The effect of light intensity on the colonization and maintenance of Phaeobacter on Ulva with implications in IMTA-RAS

Student: 
Tamara bou chahine
Room: 
room 1
session: 
Session 1, August 26, 09:00-10:30

The effect of light intensity on the colonization potential of Phaeobacter gallaeciensis on Ulva ohnoi has not yet been investigated. The project aimed to evaluate the effect of light on the colonization and maintenance of P. gallaeciensis on U. ohnoi and the interaction between Phaeobacter and Ulva in the context of IMTA-RAS. It also aimed at investigating DNA-based quantification methods to select the best one to quantify P. gallaeciensis. A small-scale Ulva culture was set up in plastic multi-well plates where Ulva disks were cultured for 3 weeks. Cultures were acclimated to low light for the first week. During the second week, Phaeobacter was introduced to Ulva cultures under three different light intensities (high, low, dark). After the colonization period, all the plates were exposed to high light during the third week. A real-time PCR method was assessed and compared to the culture-dependent method for the quantification of viable P. gallaeciensis.
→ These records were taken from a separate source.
PR #2567, opened 2024-09-17
build new protobuf and upgrade version to 3.25.4

austin007008:
add new fields to the TermWeight protobuf and upgrade protobuf version


hlgp:
Closing, deferred for now

PR #2568, opened 2024-09-17
WIP: Bulk V2

keith-ratcliffe:


properties/dev.properties
```diff
@@ -41,7 +41,7 @@ LIVE_CHILD_MAP_MAX_MEMORY_MB=1024
 BULK_CHILD_REDUCE_MAX_MEMORY_MB=2048
 LIVE_CHILD_REDUCE_MAX_MEMORY_MB=1024
 
-BULK_INGEST_DATA_TYPES=shardStats
+BULK_INGEST_DATA_TYPES=shardStats,wikipedia,mycsv,myjson
 LIVE_INGEST_DATA_TYPES=wikipedia,mycsv,myjson
```
ivakegg, line 45: If you are moving those types to bulk, then remove from live

keith-ratcliffe: IIRC, my goal here was just to signal to the user that they can now use either live or bulk for the 3 test data types...although, I guess it really doesn't matter in the end, since both live and bulk types here get dumped into the `ingest.data.types` config list, and that list gets deduped in `TypeRegistry`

The results showed better colonization by Phaeobacter under dark conditions and suggested a negative effect of light on the maintenance of P. gallaeciensis on U. ohnoi. Light intensity seemed to play an important role in the interaction between Ulva and Phaeobacter as maintenance of Phaeobacter biofilm negatively correlated with Ulva growth. The real-time PCR overestimated the number of viable bacteria and needs to be optimized for future experiments.